▶ **Work required**
Return copies of the lines below that mention "safety".

▶ **Data listing**
PR #514, opened 2024-11-26
Perturbing/add msm bls

perturbing:
# Description

### Summary

This PR introduces multi-scalar multiplication (MSM) for BLS12-381 elliptic curve points:

---

#### ⚙️ Internal Module (`BLS12_381/Internal.hs`)
- Added types for projective/affine points and scalars, including array/block representations
- Added FFI bindings for 6 C functions:
  - `blst_{p1s,p2s}_mult_pippenger`, `blst_{p1s,p2s}_to_affine`, and `c_blst_{p1s,p2s}_mult_pippenger_scratch_sizeof`
- Added helper marshalling functions:
  - `withPointArray`, `withScalarArray`, `withAffineBlockArrayPtr`
- Implemented `blsMSM` with filtering of points-at-infinity and zero scalars for safety and efficiency

#### ✅ Tests (`Test/EllipticCurve.hs`)
- Added property tests comparing `blsMSM` against naive implementations
- Fixed `prop_randomFailsFinalVerify` to use group-based logic instead of point inequality
- Updated `Arbitrary` instance for `Point`
 - Increased probability of generating `blsZero` for better edge-case coverage

# Checklist

- [ ] Commits that only contain large amounts of formatting changes were added to `.git-blame-ignore-revs`
- [x] Self-reviewed the diff


lehins (commented):
Haven't looked into ffi calls, just at the haskell portion of it. 
I'll look into this in more depth once PR is out of draft

cardano-crypto-class/src/Cardano/Crypto/EllipticCurve/BLS12_381/Internal.hs
```diff
@@ -875,6 +918,47 @@ scalarCanonical scalar =
...
+---- MSM operations
+
+-- | Multi-scalar multiplication using the Pippenger algorithm.
+-- The number of points must be equal or smaller than the number of scalars.
+-- For reference, see the usage of the rust bindings: https://github.com/perturbing/blst/blob/master/bindings/rust/src/pippenger.rs#L143C1-L161C11
+-- Note that we only implement the single thread version of the algorithm.
+blsMSM :: forall curve. BLS curve => [Point curve] -> [Scalar] -> Either BLSTError (Point curve)
+blsMSM ps ss
+  | null ps || null ss = Left BLST_UNKNOWN_ERROR
+  | length ps /= length ss = Left BLST_UNKNOWN_ERROR
```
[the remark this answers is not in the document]
perturbing: You are correct that the underlying blst implementation allows for it, but it just doesn't use the excess scalars. CIP-0133 [constrains](https://github.com/cardano-foundation/CIPs/tree/master/CIP-0133#function-definition) it to be equal size.

perturbing:
Thank you for taking a first look @lehins, much appreciated!

The FFI is not working yet, I am getting some segmentation faults that I am trying to debug with valgrind.

cardano-crypto-class/src/Cardano/Crypto/EllipticCurve/BLS12_381/Internal.hs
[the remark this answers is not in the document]
lehins: In that case the haddock is wrong

perturbing:
Hi, I fixed the bug I encountered with the memory layout (I overlooked how C code wanted the pointer).

I also added a property test, but got some weird behavior where my test's success depends on the running of other tests. See my comments [here](https://github.com/perturbing/cardano-base/blob/9bad7c5b075f6c80691bf5515257d54bd3dd991a/cardano-crypto-tests/test/Main.hs#L40) and [here](https://github.com/perturbing/cardano-base/blob/9bad7c5b075f6c80691bf5515257d54bd3dd991a/cardano-crypto-tests/src/Test/Crypto/EllipticCurve.hs#L49).

cardano-crypto-tests/src/Test/Crypto/EllipticCurve.hs
```diff
@@ -132,6 +138,12 @@ testBLSCurve name _ =
         BLS.blsMult (BLS.blsMult a b) c === BLS.blsMult (BLS.blsMult a c) b
     , testProperty "scalar mult distributive left" $ \(a :: BLS.Point curve) (BigInteger b) (BigInteger c) ->
         BLS.blsMult a (b + c) === BLS.blsAddOrDouble (BLS.blsMult a b) (BLS.blsMult a c)
+    , testProperty "MSM matches naive approach" $ \(psAndSs :: [(BLS.Point curve, BigInteger)]) ->
+        not (null psAndSs) ==>
```
lehins, line 142: QuickCheck has its own [`NonEmptyList`](https://hackage.haskell.org/package/QuickCheck-2.15.0.1/docs/Test-QuickCheck-Modifiers.html#t:NonEmptyList) that can be used for generating non empty lists:
```suggestion
    , testProperty "MSM matches naive approach" $ \(NonEmpty (psAndSs :: [(BLS.Point curve, BigInteger)])) ->
```

cardano-crypto-tests/src/Test/Crypto/EllipticCurve.hs
```diff
@@ -132,6 +138,12 @@ testBLSCurve name _ =
...
+        let points = map fst psAndSs
+            scalars = map ((\(BigInteger x) -> x) . snd) psAndSs
+            pairs = NonEmpty.fromList (zip points scalars)
```
lehins, line 145: This can be easily written with list comprehensions:
```suggestion
        let pairs = NonEmpty.fromList [(p, i) | (p, BigInteger i) <- psAndSs]
```

cardano-crypto-tests/src/Test/Crypto/EllipticCurve.hs
```diff
@@ -132,6 +138,12 @@ testBLSCurve name _ =
...
+        in BLS.blsMSM pairs === foldr (\(p, s) acc -> BLS.blsAddOrDouble acc (BLS.blsMult p s)) (BLS.blsZero @curve) (zip points scalars)
```
lehins, line 146: `NonEmpty` is also `Foldable`, so we can just use `pairs` here:
```suggestion
        in BLS.blsMSM pairs === foldr (\(p, s) acc -> BLS.blsAddOrDouble acc (BLS.blsMult p s)) (BLS.blsZero @curve) pairs
```

lehins (changes requested):
I have quickly looked through the PR, but haven't spotted exactly what is wrong with this PR, but there is definitely something seriously wrong with memory management in this PR. All the non-deterministic test failures, which should not be the case with functionality that pretends to be "pure" serve as a good indicator that the functionality has a bug. Moreover, the fact that unrelated tests are affected is another strong indicator that something is seriously wrong!

I'll try to dig deeper into this functionality some time this week. Maybe I can help you get to the bottom of this.

cardano-crypto-class/src/Cardano/Crypto/EllipticCurve/BLS12_381/Internal.hs
```diff
@@ -428,6 +459,17 @@ withNewScalar_ = fmap fst . withNewScalar
...
 withNewScalar' = fmap snd . withNewScalar
 
+withScalarVector :: NonEmpty.NonEmpty Scalar -> (ScalarPtrVector -> IO a) -> IO a
+withScalarVector scalars go = do
+  let numScalars = NonEmpty.length scalars
+  let sizeReference = sizeOf (undefined :: Ptr ())
+  allocaBytes (numScalars * sizeReference) $ \ptr -> do
+    let copyPtrAtIx ix scalar =
+          withScalar scalar $ \(ScalarPtr sPtr) -> do
+          poke (ptr `advancePtr` ix) sPtr
```
tdammers, line 469: Wouldn't this leak the address in `sPtr` outside the `withScalar` block?

perturbing: Sharp! The same is true for the vector of pointers that is built in the `withAffineVector` function

cardano-crypto-class/src/Cardano/Crypto/EllipticCurve/BLS12_381/Internal.hs
```diff
@@ -875,6 +951,51 @@ scalarCanonical scalar =
...
+            scratchSize = fromIntegral @CSize @Int $ c_blst_scratch_sizeof (Proxy @curve) numPoints'
+
+        allocaBytes scratchSize $ \scratchPtr -> do
+          withNewPoint' $ \resultPtr -> do
+            c_blst_mult_pippenger
+              resultPtr
+              affineVectorPtr
+              (fromIntegral numPoints)
+              scalarVectorPtr
+              255
```
kwxm, line 996: Could you add a comment saying what this is for, and why it's 255?  I think it corresponds to the `nbits` argument in the C code, but I'm having trouble working out what that's for.   I thought for a while that it might be the number of bits required by a scalar (in which case it would be too small), but I'm probably wrong about that.

cardano-crypto-tests/src/Test/Crypto/EllipticCurve.hs
```diff
@@ -132,6 +136,10 @@ testBLSCurve name _ =
         BLS.blsMult (BLS.blsMult a b) c === BLS.blsMult (BLS.blsMult a c) b
     , testProperty "scalar mult distributive left" $ \(a :: BLS.Point curve) (BigInteger b) (BigInteger c) ->
         BLS.blsMult a (b + c) === BLS.blsAddOrDouble (BLS.blsMult a b) (BLS.blsMult a c)
+    , testProperty "MSM matches naive approach" $ \(NonEmpty (psAndSs :: [(BLS.Point curve, BigInteger)])) ->
```
kwxm, line 139: You might want to bias it towards including some zero points in the inputs here.

cardano-crypto-class/src/Cardano/Crypto/EllipticCurve/BLS12_381/Internal.hs
```diff
@@ -288,6 +307,22 @@ withNewAffine_ = fmap fst . withNewAffine
 withNewAffine' :: BLS curve => (AffinePtr curve -> IO a) -> IO (Affine curve)
 withNewAffine' = fmap snd . withNewAffine
 
+withAffineVector :: NonEmpty.NonEmpty (Affine curve) -> (AffinePtrVector curve -> IO a) -> IO a
+withAffineVector affines go = do
+  let numAffines = NonEmpty.length affines
+      sizeReference = sizeOf (undefined :: Ptr ())
```
kwxm, line 313: I know that it doesn't get evaluated, but that `undefined` still makes me very uncomfortable.  It looks like there's no alternative though: I tried `Proxy` and GHC didn't like it.

cardano-crypto-class/src/Cardano/Crypto/EllipticCurve/BLS12_381/Internal.hs
```diff
@@ -288,6 +307,22 @@ withNewAffine_ = fmap fst . withNewAffine
...
+  allocaBytes (numAffines * sizeReference) $ \ptr ->
+    -- The accumulate function ensures that each `withAffine` call is properly nested.
```
kwxm, line 315: I know very little about the FFI and this problem certainly wouldn't have occurred to me.  I found myself worrying about laziness though, and whether there should be some `!`s somewhere.  Does the monadic code ensure that all of this happens in the right order?

kwxm (changes requested):
This looks OK, but there's a problem with inputs involving the zero point which needs to be fixed.

cardano-crypto-class/src/Cardano/Crypto/EllipticCurve/BLS12_381/Internal.hs
```diff
@@ -875,6 +951,51 @@ scalarCanonical scalar =
...
+
+-- | Multi-scalar multiplication using the Pippenger algorithm.
+-- The scalar will be brought into the range of modular arithmetic
+-- by means of a modulo operation over the 'scalarPeriod'.
+-- Negative number will also be brought to the range
+-- [0, 'scalarPeriod' - 1] via modular reduction.
+blsMSM :: forall curve. BLS curve => NonEmpty.NonEmpty (Point curve, Integer) -> Point curve
+blsMSM psAndSs =
+  unsafePerformIO $ do
+    let (points, scalarsAsInt) = unzipPointsAndScalars psAndSs
```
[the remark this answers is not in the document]
perturbing: This is indeed something that I did not expect to happen, and glad you caught it. 

I followed the rust binding implementation, and a little [test](https://github.com/perturbing/bench-msm/blob/perturbing/test-msm-inf-point/src/main.rs) shows that it has the same behavior!

I agree that this is not something we want, as adding zero to the list of inputs would not alter the answer. I propose we use 
```Haskell
-- | Infinity check on curve points.
blsIsInf :: BLS curve => Point curve -> Bool
blsIsInf p = unsafePerformIO $ withPoint p c_blst_p_is_inf
```
To filter out pairs of points and scalars for which the point is the zero element.

cardano-crypto-class/src/Cardano/Crypto/EllipticCurve/BLS12_381/Internal.hs
perturbing: This is the size of the scalars (the order of the EC group is a 255 bit prime). I followed the rust `blstrs` implementation for these bindings, to match its use [here](https://docs.rs/blstrs/latest/src/blstrs/g1.rs.html#645) (which calls the blst rust bindings [here](https://github.com/supranational/blst/blob/165ec77634495175aefd045a48d3469af6950ea4/bindings/rust/src/lib.rs#L1615)).

kwxm: Ah, OK.  I was thinking about the size of the field elements, which definitely don't fit into 255 bits.  I wonder why the `blst` function takes this as a parameter instead of having it hard-coded or `#define`d somewhere: won't it always be 255?

cardano-crypto-tests/src/Test/Crypto/EllipticCurve.hs
perturbing: That is indeed a smart thing to do, I changed the arbitrary instance for `Point curve` in 8cd6ab6d35b51e9b7fa7b89d997b3db1b580f4bd. Note that I had to adjust the `prop_randomFailsFinalVerify` due to this change, as the former definition
```Haskell
prop_randomFailsFinalVerify :: BLS.Point1 -> BLS.Point1 -> BLS.Point2 -> BLS.Point2 -> Property
prop_randomFailsFinalVerify a b c d =
  a /= b && c /= d ==>
    BLS.ptFinalVerify (BLS.millerLoop a c) (BLS.millerLoop b d) === False
```
fails in the case where in each term, a value is `blsZero`. 

More explicitly, we have that this is true `e(a,blsZero) == e(c, blsZero)`, for which we have that `a/=b && c /= d`. In math, given `a=g^w`, `b=g^x`, `c=g^y` and `d=g^z`, for some scalars `w,x,y,z`, then by the bilinear property, we are basic testing in `e(a,c)==e(b,d)` that `w*y == x * z`. And in the case where both `c` and `d` are `blsZero = g^0`, we trivially have `w*0 == x* 0`. 

That I changed the above test to the more explicit form
```Haskell
prop_randomFailsFinalVerify :: BigInteger -> BigInteger -> BigInteger -> BigInteger -> Property
prop_randomFailsFinalVerify (BigInteger a) (BigInteger b) (BigInteger c) (BigInteger d) =
  (a * c `mod` BLS.scalarPeriod) /= (b * d `mod` BLS.scalarPeriod) ==>
    let a' = BLS.blsMult (BLS.blsGenerator @BLS.Curve1) a
        b' = BLS.blsMult (BLS.blsGenerator @BLS.Curve1) b
        c' = BLS.blsMult (BLS.blsGenerator @BLS.Curve2) c
        d' = BLS.blsMult (BLS.blsGenerator @BLS.Curve2) d
     in BLS.ptFinalVerify (BLS.millerLoop a' c') (BLS.millerLoop b' d') === False
```

cardano-crypto-class/src/Cardano/Crypto/EllipticCurve/BLS12_381/Internal.hs
perturbing: > I was thinking about the size of the field elements, which definitely don't fit into 255 bits.

The size of a field element is bound by the modulus
```Haskell
-- | The period of scalar modulo operations.
scalarPeriod :: Integer
scalarPeriod = 0x73eda753299d7d483339d80809a1d80553bda402fffe5bfeffffffff00000001
```
Note that though this is of length 32 bytes in hex notation (and thus 256 bits), it does fit in 255 bits (see [here](https://www.rapidtables.com/convert/number/hex-to-decimal.html?x=73EDA753299D7D483339D80809A1D80553BDA402FFFE5BFEFFFFFFFF00000001)).

And yes, this is constant. I am unsure why it is not.

kwxm: > The size of a field element is bound by the modulus
I think the field elements are 381 bits long, hence the name.  The 255-bit scalar period is the order of G1,G2 and GT.  I keep confusing the two!

perturbing: There two fields at play here, the base field for the curve and the scalar field. The former has elements of size 381 bits and the latter has elements of size 255 bits. 

Now for the former, we construct an elliptical curve with `x` and `y` coordinates in this base field such that `y^2 = x^3 + 4` holds. This elliptical curve forms a group, and it has a subgroup `G1` of prime order `p`. This means that it has a generator `g` and that all elements `a` of this group can be written in the form `a = g^n`. Now since this is a cyclic group, the prime order introduces a new field, which it the latter field of 255 bits.

Now the G2 and GT groups arise by making the curve equation multi dimension, they behave the same. So indeed, the prime order (`scalarPeriod` above) is also the order of these two groups :smile:

perturbing (commented):
Hi, I am ready for another round of review (see also the PR description for an overview of the changes). 

Thanks in advance, much appreciated.

I think it's best to not yet merge this PR, best to first let @kwxm implement it in plutus via an SRP stanza.

cardano-crypto-class/src/Cardano/Crypto/EllipticCurve/BLS12_381/Internal.hs
```diff
@@ -183,16 +193,36 @@ data Curve2
 
 ---- Unsafe PointPtr types
 
+-- A pointer to a (projective) point one of the two elliptical curves
```
tdammers, line 196: Why not make this a proper Haddock comment:
```suggestion
-- | A pointer to a (projective) point one of the two elliptical curves
```

cardano-crypto-class/src/Cardano/Crypto/EllipticCurve/BLS12_381/Internal.hs
```diff
@@ -288,6 +318,40 @@ withNewAffine_ = fmap fst . withNewAffine
 withNewAffine' :: BLS curve => (AffinePtr curve -> IO a) -> IO (Affine curve)
 withNewAffine' = fmap snd . withNewAffine
 
+withPointArray :: [Point curve] -> (PointArrayPtr curve -> IO a) -> IO a
```
tdammers, line 321: Relying on null-termination is dangerous. Right now, usages of this function are safe, but this is brittle: the second argument to `withPointArray` there closes over the size of the original list, so it gets passed in "out of band", and implicitly depends on `withPointArray` keeping the original list length unchanged (which right now it does, but that's an implicit assumption, not part of the explicit API).

`withPointArray` as it is invites incorrect usage, so I would suggest passing the size explicitly (cf. `CString` vs. `CStringLen`):

```suggestion
withPointArray :: [Point curve] -> (Int -> PointArrayPtr curve -> IO a) -> IO a
```

cardano-crypto-class/src/Cardano/Crypto/EllipticCurve/BLS12_381/Internal.hs
```diff
@@ -875,6 +993,72 @@ scalarCanonical scalar =
...
+        foldr
+          (\(scalar, pt) acc -> blsAddOrDouble acc (blsMult pt (unsafePerformIO $ scalarToInteger scalar)))
+          blsZero
+          filteredPoints
+    _ -> do
+      let (scalars, points) = unzip filteredPoints
+          numPoints = length points
+
+      withNewPoint' @curve $ \resultPtr -> do
+        withPointArray points $ \pointArrayPtr -> do
```
tdammers, line 1040: See comment on `withPointArray`:
```suggestion
        withPointArray points $ \numPoints pointArrayPtr -> do
```

cardano-crypto-class/src/Cardano/Crypto/EllipticCurve/BLS12_381/Internal.hs
```diff
@@ -428,6 +505,26 @@ withNewScalar_ = fmap fst . withNewScalar
 withNewScalar' :: (ScalarPtr -> IO a) -> IO Scalar
 withNewScalar' = fmap snd . withNewScalar
 
+withScalarArray :: [Scalar] -> (ScalarArrayPtr -> IO a) -> IO a
```
tdammers, line 508: See `withPointArray`:
```suggestion
withScalarArray :: [Scalar] -> (Int -> ScalarArrayPtr -> IO a) -> IO a
```

cardano-crypto-class/src/Cardano/Crypto/EllipticCurve/BLS12_381/Internal.hs
```diff
@@ -428,6 +505,26 @@ withNewScalar_ = fmap fst . withNewScalar
...
+withScalarArray scalars go = do
+  let numScalars = length scalars
+      sizeReference = sizeOf (undefined :: Ptr ())
+  -- Allocate space for the scalars and a null terminator
```
tdammers, line 512: Why the null terminator? AFAICT, all code that consumes this API uses an explicit length to determine the end of the array; the null terminator is never used.

cardano-crypto-class/src/Cardano/Crypto/EllipticCurve/BLS12_381/Internal.hs
```diff
@@ -875,6 +993,72 @@ scalarCanonical scalar =
...
+blsMSM :: forall curve. BLS curve => Int -> [Integer] -> [Point curve] -> Point curve
+blsMSM threshold ss ps = unsafePerformIO $ do
+  zeroScalar <- scalarFromInteger 0
+  filteredPoints <-
+    foldM
+      ( \acc (s, pt) -> do
+          scalar <- scalarFromInteger s
+          -- here we filter out pairs that will not contribute to the result
+          -- This is also for safety, as the c_blst_to_affines C call
+          -- will fail if the input cointaints the point at infinity.
```
tdammers, line 1012:
```suggestion
          -- will fail if the input contains the point at infinity.
```

cardano-crypto-class/src/Cardano/Crypto/EllipticCurve/BLS12_381/Internal.hs
```diff
@@ -875,6 +993,72 @@ scalarCanonical scalar =
...
+          -- We also filter out the zero scalar, as on windows builds,
+          -- the blst_mult_pippenger C call will fail for this case.
+          if not (blsIsInf pt) && scalar /= zeroScalar
+            then return ((scalar, pt) : acc)
+            else return acc
```
tdammers, line 1017: Reversing the logic will simplify this:
```suggestion
          if blsIsInf pt || scalar == zeroScalar
            then return acc
            else return ((scalar, pt) : acc)
```

cardano-crypto-class/src/Cardano/Crypto/EllipticCurve/BLS12_381/Internal.hs
```diff
@@ -875,6 +993,72 @@ scalarCanonical scalar =
...
+      )
+      []
+      (zip ss ps)
+  case filteredPoints of
+    [] -> return blsZero
+    -- -- If there is only one point, we refert to blsMult function
+    -- -- The blst_mult_pippenger C call will also not work for
+    -- -- this case on windows builds.
```
tdammers, line 1025:
```suggestion
    -- If there is only one point, we refert to blsMult function
    -- The blst_mult_pippenger C call will also not work for
    -- this case on windows builds.
```

cardano-crypto-class/src/Cardano/Crypto/EllipticCurve/BLS12_381/Internal.hs
```diff
@@ -183,16 +193,36 @@ data Curve2
 
 ---- Unsafe PointPtr types
 
+-- A pointer to a (projective) point one of the two elliptical curves
 newtype PointPtr curve = PointPtr (Ptr Void)
 
+-- A pointer to a null-terminated array of pointers to points
```
tdammers, line 199:
```suggestion
-- | A pointer to a null-terminated array of pointers to points
```

cardano-crypto-class/src/Cardano/Crypto/EllipticCurve/BLS12_381/Internal.hs
```diff
@@ -183,16 +193,36 @@ data Curve2
...
+newtype PointArrayPtr curve = PointArrayPtr (Ptr Void)
+
 type Point1Ptr = PointPtr Curve1
 type Point2Ptr = PointPtr Curve2
 
+type Point1ArrayPtr = PointArrayPtr Curve1
+type Point2ArrayPtr = PointArrayPtr Curve2
+
+-- A pointer to an affine point on one of the two elliptical curves
```
tdammers, line 208:
```suggestion
-- | A pointer to an affine point on one of the two elliptical curves
```

cardano-crypto-class/src/Cardano/Crypto/EllipticCurve/BLS12_381/Internal.hs
```diff
@@ -183,16 +193,36 @@ data Curve2
...
 newtype AffinePtr curve = AffinePtr (Ptr Void)
 
+-- A pointer to a contiguous array of affine points
```
tdammers, line 211:
```suggestion
-- | A pointer to a contiguous array of affine points
```

cardano-crypto-class/src/Cardano/Crypto/EllipticCurve/BLS12_381/Internal.hs
```diff
@@ -183,16 +193,36 @@ data Curve2
...
+newtype AffineBlockPtr curve = AffineBlockPtr (Ptr Void)
+
+-- A pointer to a null-terminated array of pointers to affine points
```
tdammers, line 214:
```suggestion
-- | A pointer to a null-terminated array of pointers to affine points
```

cardano-crypto-class/src/Cardano/Crypto/EllipticCurve/BLS12_381/Internal.hs
```diff
@@ -288,6 +318,40 @@ withNewAffine_ = fmap fst . withNewAffine
...
+    let accumulate [] = do
+          poke (ptr `advancePtr` numPoints) nullPtr
+          go (PointArrayPtr (castPtr ptr))
+        accumulate ((ix, point) : rest) =
+          withPoint point $ \(PointPtr pPtr) -> do
+            poke (ptr `advancePtr` ix) pPtr
+            accumulate rest
+     in accumulate (zip [0 ..] points)
+
+-- | Given a block of affine points and a count, produce a null-terminated
```
tdammers, line 340: Like `withPointArray`, I don't think this should be null-terminated.

cardano-crypto-class/src/Cardano/Crypto/EllipticCurve/BLS12_381/Internal.hs
```diff
@@ -875,6 +993,72 @@ scalarCanonical scalar =
...
+-- Negative numbers will also be brought to the range
+-- [0, 'scalarPeriod' - 1] via modular reduction.
+blsMSM :: forall curve. BLS curve => Int -> [Integer] -> [Point curve] -> Point curve
+blsMSM threshold ss ps = unsafePerformIO $ do
+  zeroScalar <- scalarFromInteger 0
+  filteredPoints <-
+    foldM
+      ( \acc (s, pt) -> do
+          scalar <- scalarFromInteger s
+          -- here we filter out pairs that will not contribute to the result
```
tdammers, line 1010:
```suggestion
          -- Here we filter out pairs that will not contribute to the result.
```

tdammers (changes requested):
Looks mostly good to me.

cardano-crypto-class/src/Cardano/Crypto/EllipticCurve/BLS12_381/Internal.hs
perturbing: Initially, I had it without, but the C code does use it (I discovered this by looking at the Rust implementation of the blst bindings [here](https://github.com/supranational/blst/blob/cbc7e166a10d7286b91a3a7bea341e708962db13/bindings/rust/src/pippenger.rs#L144)).

And to test it without, I ran [this](https://github.com/IntersectMBO/cardano-base/pull/514/commits/677279cc5f038ac548379d25f6fd722effe05df5) CI test, which [failed](https://github.com/IntersectMBO/cardano-base/actions/runs/14728349692/job/41336359225) on all windows machines.

perturbing: And to add to that, there are more things that are implicit in for the blst lib that I discovered. For example, for windows builds, given one pair for an unpiut (so one point + scalar), the msm call will also fail.

And to test it, see [this](https://github.com/IntersectMBO/cardano-base/pull/514/commits/de8c2558c9c143b7b52663a949d46dac1f0fb624) and [this](https://github.com/IntersectMBO/cardano-base/actions/runs/15020090010/job/42206982810) failure on all windows tests.

lehins (changes requested):
I had some questions and minor suggestions, but other than that it is looking good.

Needs a rebase on `master`. Also could you please add all visible changes to the Changelog and bump minor version in both cabal file and in [the latest section in the changlog file](https://github.com/IntersectMBO/cardano-base/blob/5d20803c1354d5f89cb3bc70c29f9981127bae2e/cardano-crypto-class/CHANGELOG.md?plain=1#L3) to `2.2.3.0`.

cardano-crypto-class/src/Cardano/Crypto/EllipticCurve/BLS12_381/Internal.hs
```diff
@@ -875,6 +991,79 @@ scalarCanonical scalar =
...
+          --
+          --    pt ^ 0 = id
+          --
+          -- Which yields no contribution to summation, and
+          -- thus we can skip the point and scalar pair. This filter
+          -- saves us an extra input to the more expensive exponential
+          -- operation.
+          if blsIsInf pt || scalar == zeroScalar
+            then return acc
+            else return ((scalar, pt) : acc)
```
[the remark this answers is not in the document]
perturbing: Indeed, we need to modulo reduce the integer, as the mapping is not injective.

lehins (approved):
This PR looks ready to go. Thank you for the hard work @perturbing!

lehins:
@perturbing Could I ask you to cleanup the git commit history. Otherwise I am just gonna squash the whole 73 commits into one big one with very little info.

cardano-crypto-class/src/Cardano/Crypto/EllipticCurve/BLS12_381/Internal.hs
perturbing: Thank you for digging into this! Ill clean up the commits after the weekend and bump the minor version + add to the changelog. Thanks for the help and the reviews!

▶ **Reply to the exercise**
- Implemented `blsMSM` with filtering of points-at-infinity and zero scalars for safety and efficiency
+          -- This is also for safety, as the c_blst_to_affines C call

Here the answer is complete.